И теперь почти никто не вспоминал ее нежного имени Гюльбахар, а называли по-новому, соответственно положению, которое заняла при дворе, Махидевран, то есть Госпожа Века.
Прибыла в Стамбул полновластной султаншей, уже не было у нее в памяти ничего о далеком своем и, собственно, нищем роде, ибо дала начало пышному роду султанскому, не знала она, что может значить ум для нее, ибо могла заменить его всемогущественной державой; не заботилась о душе, имея безраздельную власть; была чужда милосердию, озабочена только раздачей повелений. Ходила по гарему низенькая, толстая, почти квадратная, увешанная драгоценностями, вся в золоте и самоцветах, бугрившихся на ее округлостях, точно острые камни на утоптанной горной дороге. Походка ее была царственной. Незаметно отдавала служанкам самые неожиданные повеления: подать чашу с напитком, поправить одежду, подложить подушку под ноги, погладить волосы, почесать за ухом, ласково пощекотать пятки.

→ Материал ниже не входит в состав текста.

PR #834, opened 2019-02-14
support for Go 1.11 Modules

gilgameshskytrooper:

PR #881, opened 2019-06-06
Update imports for NATS

wallyqs:
Hi, sorry for the inconvenience but the NATS project has recently renamed some of its repos. Most of the time Github redirects would help but in case a project is using Go modules, it can help to have the correct paths in the imports just in case.

Signed-off-by: Waldemar Quevedo <wally@synadia.com>

### DIFF
--- a/transport/nats/subscriber_test.go
+++ b/transport/nats/subscriber_test.go
@@ -9,8 +9,8 @@ import (
 	"testing"
 	"time"
 
-	"github.com/nats-io/gnatsd/server"
-	"github.com/nats-io/go-nats"
+	"github.com/nats-io/nats-server/server"
+	"github.com/nats-io/nats.go"
 
 	"github.com/go-kit/kit/endpoint"
 	natstransport "github.com/go-kit/kit/transport/nats"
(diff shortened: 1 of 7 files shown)


transport/nats/subscriber_test.go
```diff
@@ -9,8 +9,8 @@ import (
 	"testing"
 	"time"
 
-	"github.com/nats-io/gnatsd/server"
-	"github.com/nats-io/go-nats"
+	"github.com/nats-io/nats-server/server"
```
derekcollison: Probably should be `"github.com/nats-io/nats-server/v2/server"` now.

peterbourgon:
@wallyqs You wanna try updating re: above?

wallyqs:
@peterbourgon I'd like to update, but thought maybe should investigate more or maybe wait for something like this to merge https://github.com/go-kit/kit/pull/834 since if there are users not using modules yet and using go-kit then I think the import `github.com/nats-server/v2/server` may break for them.
I will take a look and try to update, for now since it is only for a pub/sub test the v1 version of the server would work ok since protocol backwards compatible.

derekcollison:
This is transparently supported back to Go 1.9.7 IIRC


________________________________

PR #163, opened 2022-06-09
feat: g2p show-mappings

joanise:
When debugging g2p, I often find I'd like to know what's actually in the cached mappings at a given commit or in a given sandbox. `g2p show-mappings` does just that: dump to screen the stuff that `g2p update` last saved.

Other change: when `context_before` and `context_after` are actually empty, don't print to with `g2p show-mappings` and don't include them in the files generated by `g2p generate-mapping`.

### DIFF
--- a/g2p/cli.py
+++ b/g2p/cli.py
@@ -1,6 +1,8 @@
+import json
 import os
 import pprint
 import re
+import sys
 
 import click
 import yaml
@@ -11,7 +13,7 @@ from g2p import make_g2p
 from g2p._version import VERSION
 from g2p.api import update_docs
 from g2p.app import APP, network_to_echart
-from g2p.exceptions import MappingMissing
+from g2p.exceptions import InvalidLanguageCode, MappingMissing, NoPath
 from g2p.log import LOGGER
 from g2p.mappings import Mapping
 from g2p.mappings.create_fallback_mapping import (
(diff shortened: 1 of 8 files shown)


g2p/cli.py
```diff
@@ -677,3 +679,59 @@ def scan(lang, path):
...
+            Mapping(in_lang=m["in_lang"], out_lang=m["out_lang"])
+            for m in MAPPINGS_AVAILABLE
+            if m["in_lang"] == lang1 or m["out_lang"] == lang1
+        ]
+        if not mappings:
+            raise click.BadParameter(
+                f'No mapping found to or from "{lang1}".', param_hint="lang1"
+            )
+
+    else:
```
roedoejet, line 708: I think this is a bit cryptic - if a user types `g2p show-mappings` without the --all flag, it will just say "nothing to do!". This message should either tell the user to use the --all flag or (better yet) remove the all flag and print the total mappings in the else case.

roedoejet (commented):
@joanise - I went ahead and added the changes I would like to see, but if you don't agree with these changes then of course let's have a chat on slack. I also removed the old `g2p generate-mapping-network` command which was intended to do the same thing sort of.

roedoejet:
> @joanise - I went ahead and added the changes I would like to see, but if you don't agree with these changes then of course let's have a chat on slack. I also removed the old `g2p generate-mapping-network` command which was intended to do the same thing sort of.

Basically, I made it so you don't need the `--all` flag, and I also made it so that your output is returned with the `--verbose` flag but a much terser output of just the input/output is returned by default.

joanise:
Looks good. Makes sense to have "all" be the default instead of requiring a switch. This will make my `g2p doctor --list-all` and `--list-ipa` redundant, too, although I would not rush to delete them yet.

joanise:
@roedoejet I make a small additional change. I like your suggestions. Ready to re-view and merge as far as I'm concerned.

roedoejet (approved):
Nice addition - thanks @joanise !

PR #164, opened 2022-06-09
ci: publish with build instead of calling setup.py directly

joanise:
According to https://blog.ganssle.io/articles/2021/10/setup-py-deprecated.html
calling `python setup.py` has been deprecated for a while, and should be
avoided. The recommended replacement is

    python -b build --sdist --wheel

which still uses the setup.py file, but in the way that is now considered
correct.  This commits introduces that method. The build command was tested in
ReadAlongs/Studio branch dev.test-build, with the results visible here:
https://github.com/ReadAlongs/Studio/actions?query=branch%3Adev.test-build

Other changes:
 - have setup.py declare platform and classifiers

### DIFF
--- a/.github/workflows/pythonpublish.yml
+++ b/.github/workflows/pythonpublish.yml
@@ -17,13 +17,13 @@ jobs:
     - name: Install dependencies
       run: |
         python -m pip install --upgrade pip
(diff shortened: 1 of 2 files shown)


dhdaines (approved):
This is great to know!

PR #166, opened 2022-06-14
feat: include NFC/D normalization in g2p graph

### LINKED ISSUE #158: Composed indices don't make sense when normalization changes along the path
On branch `dev.compose-bug`, I have an NFC mapping with `é,ò` chained with an NFD mapping with `ò,ù`.

When I compose the two, the composed indices don't make sense:

```
$ g2p convert --config public/mappings/compose.yaml é c1 c3 -d -e
[   'ù',
    [[['é', 'ò']], [['o', 'u'], ['̀`' '̀`']]],
    [[(0, 0)], [(0, 0), (1, 1)]],
...
```
The problem is with the `(1,1)`: it's coming out of nowhere, since the output of the first step only had one element.

We would need an explicit NFD step with its own indices to make this make sense, to produce output like:
```
[   'ù',
    [[['é', 'ò']], [['ò', 'o'], ['o', '`']], [['o', 'u'], ['̀`' '̀`']]],
    [[(0, 0)], [(0, 0), (0, 1)], [(0, 0), (1, 1)]],
...
```
Where I've manually inserted indices to map the one-character NFC "ò" to the two-character NFD "ò".

This brings up a whole challenging set of design question, though: it would mean that suddenly, the indices returned by a 2 step mapping could have more than two sets of indices.

Maybe instead of doing this, we would want to pre-compose the results of the normalization into the indices that get printed. I.e., since the composition of `[(0, 0), (0, 1)]` and `[(0, 0), (1, 1)]` is `[(0, 0), (0, 1)]`, we would just output the latter. In that case, the output of my convert command would be:
```
[   'ù',
    [[['é', 'ò']], [['o', 'u'], ['̀`' '̀`']]],
    [[(0, 0)], [(0, 0), (0, 1)]],
...
```

Note: I'm cheating above for legibility's sake. I replaced the accent grave by backticks, so we can see them, but the real output looks like `['̀', '̀']` since the accent grave is a combining character.

joanise:
Previously, the graph generated by g2p convert was from the string
passed in after normalization. And if the path had several steps, the
graph between these steps might have been incoherent if the steps did
not all use the same normalization (see #158).

This PR modifies the g2p transducer class to generate the graph from
the input to convert to the output, by considering the NFC/D
normalization like a transduction step in itself, and composing the
indices it generates with the ones generated by the mapping itself.

FIXES #158


joanise:
For comparison, when I convert `abcéàçù` from `c1` to `c3` with the mappings from `public/data/compose.yaml` added to the cache.

The mapping from c1 to c2 is NFC, while the mapping from c2 to c3 is NFD, so the initial input is NFC normalized, then the output of c1->c2 is NFD normalized before the c2->c3 mapping is applied.

With this setup, the graphs illustrate the changes this PR brings quite clearly.

Using the code in the master branch:
image

Using the code in this PR:
image

 - `abc` gets a weird graph through to `de` because my c1->c2->c3 rules deliberately do that.
 - `é` goes to `ò` and then `u` plus the accent as a separate character because of NFD.
 - I included the extra composed characters `àçù` to show how the NFD conversion ends up generating explicit conversions in this PR but nonsense in master.

roedoejet (approved):
great feature @joanise - thanks! very concise and clean solution.

PR #167, opened 2022-06-16
fix: generated mappings should prevent feedback and apply-longest-first

joanise:
Long-standing fix I've been intending to do: `g2p generate-mapping --ipa` should also generate mappings with prevent feeding and apply longest first, to avoid bugs in the generated mappings like Shanks and Sabrina discovered in their work.


roedoejet (approved):
makes sense. thanks @joanise

PR #168, opened 2022-06-16
Fix win mapping with right length marker and avoid doubling it

### LINKED ISSUE #100: win does not handle : correctly
1. The `win` g2p outputs ascii : instead of `\u02D0`, which is the correct IPA symbol for length markers.

2. The win-ipa to eng-ipa mapping sometimes doubles them up. All the lengthened vowels needs to be reviewed.

e.g.:
```
$ g2p convert "ō" win eng-arpabet
OW ː
$ g2p convert "ee" win eng-arpabet
EY ː
```

3. There is no `public/data/win.*` test suite to validate that g2p works correctly on this language.

joanise:
The length marker in IPA is ː (\u02D0), not : (ascii colon)

win-ipa to eng-ipa had a feeding problem, with `"eː"->"eː"` feeding
`"e"->"eː"` and thus generating `"eːː"` in the eng-ipa output, and `"EY ː"` in
the eng-arpabet output.

Unit tests added for individual characters, but I have no words to test
properly, so I'm doing the best I can with what I have...

FIXES #100


roedoejet (approved):
Yep, good easy fix. Thanks for catching this.

PR #169, opened 2022-06-16
Blackify and isort the whole g2p code base

joanise:


joanise:
This PR touches most python source files, but it does not introduce conflicts with #167 or #168, so my three open PRs can be reviewed and merged in any order.

roedoejet:
We should probably add these things as pre-commits then eh (like in https://github.com/ReadAlongs/Studio/blob/master/.pre-commit-config.yaml along with a .flake8 file) and then update the installation instructions with guidance for advanced users. I don't think we should enforce installing pre-commit hooks for everybody, it's an extra layer that goes against our goals of making it accessible, and it's easy enough to run black and isort on someone else's PR, but we should have the option, and a little language about how to install them. What do you think @joanise ?

joanise:
I agree, it should be optional for this repo. I was thinking I wouldn't automate any of it, but you're right, it's a good idea to do the same automation as for Studio, but just skip the CI check.

roedoejet:
> @roedoejet I'm starting to add the pre-commit hooks and the Contributing.md file, mimicking and adjusting what we have in Studio. (Let me know if you were already doing that, I don't want to duplicate work.)

Just getting back from lunch and hadn't done it yet. Thanks!

PR #170, opened 2022-06-17
fix: make und work in g2p studio

### LINKED ISSUE #165: und does not work correctly in g2p Studio
In CLI:

```
$ g2p convert éçà und eng-arpabet
EY CH AA
```

In g2p Studio, select:
 - Input language = `und`
 - Output language = `eng-arpabet`
 - Input text = `éçà`

The output shown is `éCH ̧à` instead of `EY CH AA`

Using `eca` as input, the CLI correctly outputs the same `EY CC AA`, but the g2p Studio outputs the also incorrect `eCH a`.

joanise:
The reason und did not work (see issue #165) is that class Transducer
relies on having type == "unidecode" to trigger the und unidecode
processing.

Solution: add an input field for "type", which defaults to "mapping",
but is set to "unidecode" when we load the und->und-ascii mapping from
cache.

Now, that input is really specific, only applicable to the und -> und-ascii
mapping, so hide it and don't let the user play with it.

FIXES #165

### DIFF
--- a/g2p/static/custom.js
+++ b/g2p/static/custom.js
@@ -59,6 +59,7 @@ function createSettings(index, data) {
     let out_delimiter = '';
     let prevent_feeding = '';
     let norm_form = 'NFC';
+    let type = 'mapping';
     if (index === 0) {
         active = 'active'
     }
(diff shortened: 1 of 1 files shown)


roedoejet (approved):
yep - this solves it! was gonna look into this this morning but you beat me to it - you're on fire @joanise !

PR #171, opened 2022-06-17
pre-commit hooks and commitlint

joanise:
Activate and document pre-commit hooks and commitlint


package.json
```diff
@@ -0,0 +1,35 @@
+{
```
roedoejet, line 1: It looks like there is a python package now for conventional commits - so maybe we don't need npm/husky here anymore? https://pypi.org/project/conventional-commit/

I don't really mind, but adding it to pre-commit would reduce this dependency

joanise: Cool, that's worth looking into. It would be nice to remove the node dependency from both Studio and g2p, since it's only for commitlint.

joanise: Hmm, no, it's an interactive interface to compose commit messages, not a linter. Searching for alternatives, maybe this is a candidate: https://jorisroovers.com/gitlint/

joanise:
@roedoejet I found and configured gitlint. It's quite nice, really.
1) Only python dependencies, so `pip install -r requirements/requirements.dev.txt` installs it.
2) after validating your commit, if there's an error it prompts you to edit, cancel or commit anyways, which is a small difference but much nicer UX than commitlint.

roedoejet:
looks good @joanise - thanks!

И это должна была увидеть Настася, которая была приведена сюда ночью, черными, как ночь, евнухами, — они затолкали ее в какую-то длинную и неприветливую комнату, где вповалку спало с десяток, а то и больше растрепанных и злых (это проявилось утром) гаремных наложниц, а теперь выпустили в общие покои, где лениво слонялись молодые, небрежно одетые одалиски и где уже с утра царила эта толстая султанша. Если бы Настася не увидела Махидевран собственными глазами, она бы никогда не поверила, что на свете может существовать такая женщина. Но, удивившись и даже испугавшись поначалу, Настася, какой несчастной и униженной ни чувствовала она себя в то утро, дерзко поклялась в душе: «Научусь еще получше!»
Одалиска-сербиянка сказала Настасе, что у Махидевран здесь семьдесят служанок.
— А у меня будет сто семьдесят, а то и больше! — засмеялась Настася.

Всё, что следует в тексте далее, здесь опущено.